# TASK TO COMPLETE
In the records, each line holding "False" must be reported.

# GIVEN INFORMATION
----
PR #647, opened 2021-05-25
optimisations

martindurant:
- remove abspath from linux/mac make_path_posix and move fast-path to start of long function
- logging in fuse
- give option to don't have instance cache keep instances alive (but still share) using config "weakref_instance_cache"
- allow min/max to cat_file to be negative, like a slice

### DIFF
--- a/fsspec/asyn.py
+++ b/fsspec/asyn.py
@@ -243,6 +243,9 @@ class AsyncFileSystem(AbstractFileSystem):
             *[self._pipe_file(k, v, **kwargs) for k, v in path.items()]
         )
 
+    async def _cat_file(self, path, start=None, end=None, **kwargs):
+        raise NotImplementedError
+
     async def _cat(self, path, recursive=False, on_error="raise", **kwargs):
         paths = await self._expand_path(path, recursive=recursive)
         out = await asyncio.gather(
--- a/fsspec/implementations/local.py
+++ b/fsspec/implementations/local.py
@@ -174,12 +174,12 @@ def make_path_posix(path, sep=os.sep):
     """ Make path generic """
     if isinstance(path, (list, set, tuple)):
         return type(path)(make_path_posix(p) for p in path)
+    if "~" in path:
+        path = os.path.expanduser(path)
     if sep == "/":
         # most common fast case for posix
         if path.startswith("/"):
             return path
-        elif "~" in path:
-            return os.path.expanduser(path)
         return os.getcwd() + "/" + path
     if (
         (sep not in path and "/" not in path)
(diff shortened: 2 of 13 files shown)


fsspec/implementations/local.py
```diff
@@ -46,31 +46,43 @@ def rmdir(self, path):
...
+            if os.path.isdir(path):
+                t = "directory"
+            elif os.path.isfile(path):
+                t = "file"
+            else:
+                t = "other"
         else:
-            t = "other"
+            # scandir DirEntry
+            out = path.stat(follow_symlinks=False)
```
ananthsub, line 71: is this a breaking change in the API? in pytorch lightning tests we're seeing this stacktrace now: 
```
kwargs = {}
        if isinstance(path, str):
            out = os.stat(path, follow_symlinks=False)
            link = os.path.islink(path)
            if os.path.isdir(path):
                t = "directory"
            elif os.path.isfile(path):
                t = "file"
            else:
                t = "other"
        else:
            # scandir DirEntry
>           out = path.stat(follow_symlinks=False)
E           TypeError: stat() got an unexpected keyword argument 'follow_symlinks'
```
example: https://github.com/PyTorchLightning/pytorch-lightning/runs/2766424283?check_suite_focus=true

martindurant: No the API did not change, this path is only meant to be called by internal functions. The test is whether the path is a str, and I suspect that the tmpdir fixture used for the test is not actually a str, but something str-like. `str(tempdir)` in the test would solve it. However, fsspec maybe should have coped with this in the more user-facing `isdir/info` functions (if my guess about the cause is correct).

ananthsub: yes, you're right. `tmpdir` is a py.path.local object. while we can update our tests to handle with this, does it make sense to update the instance check as well?

fsspec/asyn.py
```diff
@@ -243,6 +243,9 @@ async def _pipe(self, path, value=None, **kwargs):
             *[self._pipe_file(k, v, **kwargs) for k, v in path.items()]
         )
 
+    async def _cat_file(self, path, start=None, end=None, **kwargs):
```
TomAugspurger, line 246: @martindurant what's the purpose of `**kwargs` here? Should subclasses check that additional kwargs aren't passed?

martindurant: It's so that subclasses can pass any extra arguments (like headers) without changing the signature. If the subclass doesn't have any such thing it can do, then kwargs can be ignored.

martindurant: I guess its an indication to downstream that this is a reasonable place to add extra args, and it enables fsspec to add arguments (like start/end) without immediately braking other implementations for the common case that they are left with default values such as `None`.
----
# ANSWER BOX
     async def _cat(self, path, recursive=False, on_error="raise", **kwargs):
+            out = path.stat(follow_symlinks=False)
            out = os.stat(path, follow_symlinks=False)
>           out = path.stat(follow_symlinks=False)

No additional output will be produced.